Dave!!! I'm so OLD. Though I'm not a real techie, I recall all of those early steps with painful precision. At the 1992 annual conference of the American Theological Library Association, the big buzz was a section that organized ATLAntis -a listserv for theological librarians--and it was advanced and radical and filled up our (really quite new) email inboxes every day. The next year, some of the cool kids were talking about the WorldWideWeb & it seemed exotic & far away -and very wasteful of computer memory by using all those graphical thingies to those of us who had to beg our institutions for an UPGRADE to 512K RAM so we could run WordPerfect.

When MOSAIC came out we couldn't get it to run on our wimpy computers.

But your account is extremely good and accurate. During the 90s the digital infrastructure changed radically. In 1990 microfiche was the state of the art in archiving mass text (& as librarians we were very aware that 19th & 20th c books were crumbling away & had to be preserved) by 2000 even underfunded backwaters like theology had most journals and big backfiles available full text on the Web.

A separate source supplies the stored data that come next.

Issue #332, opened 2020-08-30
Way to See Extended Keys, Paths, and Address Encoding for Existing Wallet via GUI?


mflaxman:
This page on wallet creation looks great:
![Screen Shot 2020-08-30 at 12 29 56 PM](https://user-images.githubusercontent.com/448644/91670165-987b1b00-eae0-11ea-8177-74dc3f5a1de3.png)

When you want to verify the info on (at least a quorum of) your devices it's harder to find. This is decent but it shows devices (not keys) and doesn't give you your `m-of-n`:
![coordinate-multisig-view-policy-specter](https://user-images.githubusercontent.com/448644/91670685-48528780-eae5-11ea-98cb-36b6eeb63eb4.png)

You can clickthrough and see the key details for that device, but it might have many keys (due to derivation paths, address encoding, etc). The `Export Wallet` functionality is good, but a script descriptor is too complicated for 99% of GUI users.

Basically, I'm just asking for a GUI view similar to the one on wallet creation.

Is that something you'd consider adding?

Thanks!

ben-kaufman:
Hi, yes that definitely makes sense. I've opened a PR #335 to add such list to the settings page, let me know what you think and if that's about what you had in mind.

PR #335, opened 2020-08-31
Add wallet keys list to wallet settings

ben-kaufman:
Solve #332

### DIFF
--- a/src/cryptoadvance/specter/controller.py
+++ b/src/cryptoadvance/specter/controller.py
@@ -1186,6 +1186,7 @@ def wallet_settings(wallet_alias):
 
         return render_template(
             "wallet/settings/wallet_settings.jinja",
+            purposes=purposes,
             wallet_alias=wallet_alias,
             wallet=wallet,
             specter=app.specter,
@@ -1195,6 +1196,7 @@ def wallet_settings(wallet_alias):
     else:
         return render_template(
             "wallet/settings/wallet_settings.jinja", 
+            purposes=purposes,
             wallet_alias=wallet_alias,
             wallet=wallet, 
             specter=app.specter,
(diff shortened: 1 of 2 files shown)


mflaxman:
Looks good!

Is there any way to see the number of signatures need (`m` in `m-of-n`)? I'm not seeing it here but could be missing something.

Nitpick: any reason that my coldcard seed is `xpub...` and my others are `Zpub...`? That will like confuse newbies.

ben-kaufman:
Well the number of signatures is always visible at the left sidebar under the wallet name, but I could add it also somewhere there if you think that'll be better.

Not sure about the xpub zpub, for me it shows zpub for all, including coldcard, so seems strange but I'll take another look

stepansnigirev:
xpub representation depends on how you imported them:
- import via USB automatically converts xpubs to slip-132 (zpubs, Zpubs etc)
- import via SD card or pasting in the text field keeps them in the same form they were imported. Probably coldcard uses xpubs in multisig wallet file, so we keep them as xpubs.

Maybe we should always convert them to slip-132 so a simple copy-paste to Electrum and other software wallets would work.

stepansnigirev:
Actually all hardware wallets display xpubs, so better to display xpubs in this table

mflaxman:
> all hardware wallets display xpubs, so better to display xpubs in this table

Not true @stepansnigirev!: 
46C53153-580F-4D67-BC55-B6CD5EBCEDEF_1_105_c

I currently don't have a strong opinion on which to use/how (xpub vs Zpub), but it does seem inherently confusing to end-users to have to deal with both :(

ben-kaufman:
Oh, we didn't check Cobo :( I'll add there a Toggle SLIP-132 button (or maybe any simpler name suggestion?) which will just toggle between xpub and Zpub in the table, is that good?

mflaxman:
Toggle seems like a good solution! Maybe in the future there will be more of a standard, but giving users access to all the info for now seems like the best choice to me.

ben-kaufman:
Cool, added it in #343

PR #337, opened 2020-09-01
Allow specify block number when creting a wallet

ben-kaufman:
We've already received a few requests to add the option to scan from a specific block from the waallet creation screen, so added it here.


ben-kaufman:
Oh maybe I should also add here option to do just rescan UTXO instead so it's possible to choose here between the two

stepansnigirev:
Yes, maybe we could use a radio button - rescan blockchain from block, or rescan utxo only

PR #344, opened 2020-09-01
fetch missing data from block explorer

stepansnigirev:
For pruned nodes there is no way to import old wallet without full blockchain redownload.
This PR makes a workaround - it allows to rescan utxo set and fetch missing information from the block explorer.
At the moment it's hardcoded to blockstream.info.

Todo:
- [x] checkbox "fetch from blockstream.info" in wallet settings
- [x] fetch checkbox when creating a wallet
- [x] use block explorer url defined in settings


PulpCattel:
What do you think about adding in the tooltips something like:
`careful, this may have privacy implication`

ben-kaufman (approved):

stepansnigirev:
> What do you think about adding in the tooltips something like:
> `careful, this may have privacy implication`

Added a warning. Should it be like this or better to hide it into the info tooltip?

Screenshot 2020-09-02 at 14 44 19

PulpCattel:
No strong opinion.
My personal preference would be the more visible the better.

stepansnigirev:
Also added keypool adjustments based on found utxo.

So the best way to import an old wallet is:
- create wallet
- run utxo scan to get utxo (fast)
- run full rescan to get history (slow)

ben-kaufman (approved):

PR #345, opened 2020-09-01
Add message signing using HWI

ben-kaufman:
Support message signing for HWI devices.


stepansnigirev:
Verified on Trezor, Coldcard and Ledger.
Ledger shows the hash of the message only, but it's what they do...

PR #348, opened 2020-09-01
fix logging avoiding dictConfig

k9ert:
Not sure why, maybe python versioning issues but the dictConfig doesn't seem to work properly.

Remark: This behaves for some reason differently if you pip-install a release than when you're running a dev-setup.


k9ert:
Also, since some time, the warning to upgrade is broken because "pip show" seems to return the version-number without the preceding "v". So, making the "v" optional for the check.

stepansnigirev:
Then we should also update `pyinstaller/specterd.py` ( https://github.com/cryptoadvance/specter-desktop/blob/master/pyinstaller/specterd.py#L5-L30 )
Or move it to some function that we can call from there.

stepansnigirev:
I have problems with changing the logger lever from Specter settings.
Whenever I change debug level to INFO or WARNING it saves the value, but I still see debug messages in the stdout. 
When I restart specter it resets to debug again.

k9ert:
> Whenever I change debug level to INFO or WARNING it saves the value, but I still see debug messages in the stdout.
There might be still debug-messages, i get e.g.:
``` 
[2020-09-03 13:15:30,949] DEBUG in connectionpool: Starting new HTTP connection (1): localhost:18443
``` 
I'm not sure why that is but for me this feature works at least for all packages cryptoadvance.specter*

stepansnigirev:
Merging now.

P.S. Somehow got TOC recreated with your PR...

But the big thing, at least since Jeff Bezos reared his predatory head, is, as you say lack of antitrust regulation & enforcement and the domination of big money. And it's not that there are rich guys throwing their weight around, but that all the business are reduced almost purely to a finance paradigm--if you can't get ROI than you have no value. Some people try to redefine the returns away from pure cash, but it's a delusion, we've sold ourselves to the investment bankers and venture capitalists.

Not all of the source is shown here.